Machine learning-based prediction of celiac antibody seropositivity by biochemical test parameters.
Journal:
Scientific reports
Published Date:
Jul 3, 2025
Abstract
The diagnostic delay in celiac disease (CD) is currently a burden for individual and society. Biochemical tests may be used in risk-identification of CD to reduce the diagnostic delay, and we aimed to explore prediction models for CD antibody seropositivity. We developed two prediction models in a cohort study using data from primary care in greater Copenhagen (2006-2015).
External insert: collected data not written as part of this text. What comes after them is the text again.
PR #9, opened 2012-07-16
DFL-2826 Return Values

hzr:


src/build-application/build_ecmascript_debugger_6_0.js
```diff
@@ -86,10 +86,17 @@ window.app.builders.EcmascriptDebugger["6.0"] = function(service)
...
-                            ['watches', 'callstack', 'inspection'],
+                            ['watches', 'return-values', 'callstack', 'inspection'],
                             // default expanded flags for the view list
                             [false, true, true]);
 
+    /* Return Values */
+    cls.ReturnValuesView.prototype = ViewBase;
+    new cls.ReturnValuesView('return-values',
+                          ui_strings.M_VIEW_LABEL_RETURN_VALUES, 
+                          'scroll mono');
```
chriskr: Args not lining up properly.

src/ecma-debugger/action_handler.js
```diff
@@ -32,6 +32,13 @@
   }
 };
 
+window.eventHandlers.click["goto-script-line"] = function(event, target)
+{
+  var script_id = Number(event.target.getAttribute("data-script-id"));
+  var script_line = Number(event.target.getAttribute("data-script-line"));
+  views.js_source.show_and_flash_line(script_id, script_line);
+};
```
chriskr, line 40: Why do we need here a new handler? We already have such functionality?

src/ecma-debugger/stop_at.js
```diff
@@ -61,6 +61,7 @@ cls.EcmascriptDebugger["6.0"].StopAt = function()
   var runtime_id = '';
 
   var callstack = [];
+  var return_values = {};
```
chriskr, line 70: This file needs obviously maintenance.

src/ecma-debugger/templates.js
```diff
@@ -307,6 +339,181 @@
...
 
+  this.return_values = function(return_values, search_term)
+  {
+    return (
+      ["ol",
+        return_values.return_value_list.map(function(retval) {
+          return this.return_value(retval,
+                                   return_values.rt_id,
+                                   search_term);
+        }, this),
```
chriskr, line 353: I would let 'return_value' take 'return_values.rt_id' and 'search_term' as first arguments and then use bind instead of a new inline function.

src/ecma-debugger/templates.js
```diff
@@ -307,6 +339,181 @@
...
+       "class", "return-values"
+      ]
+    );
+  };
+
+  this.return_value = function(retval, rt_id, search_term)
+  {
+    var search_re = new RegExp(search_term, "ig")
```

All patients with CD antibody tests were included. Two candidate sets of predictors were considered: (1) all blood tests measured, (2) tests deemed clinically relevant pre-study or previously studied. Both models assessed test results 5 years before CD-testing. We developed and evaluated prediction models in 10-fold cross-validation framework for each set of predictors. Four machine learning methods were combined in stacked models using SuperLearner. 54,877 patients were included, 672 CD antibody seropositive. Cross-validated estimated area under the curves were 0.68 and 0.63. Distributions of predicted probabilities overlapped substantially between patients with CD antibody seropositivity and seronegativity. Food allergen antibody and IgA were the most important predictors. Biochemical tests had low predictive power but provided methodological insights for future models. These may improve by combining biochemical tests with other clinical information but should preferably aim to stay clinically implementable.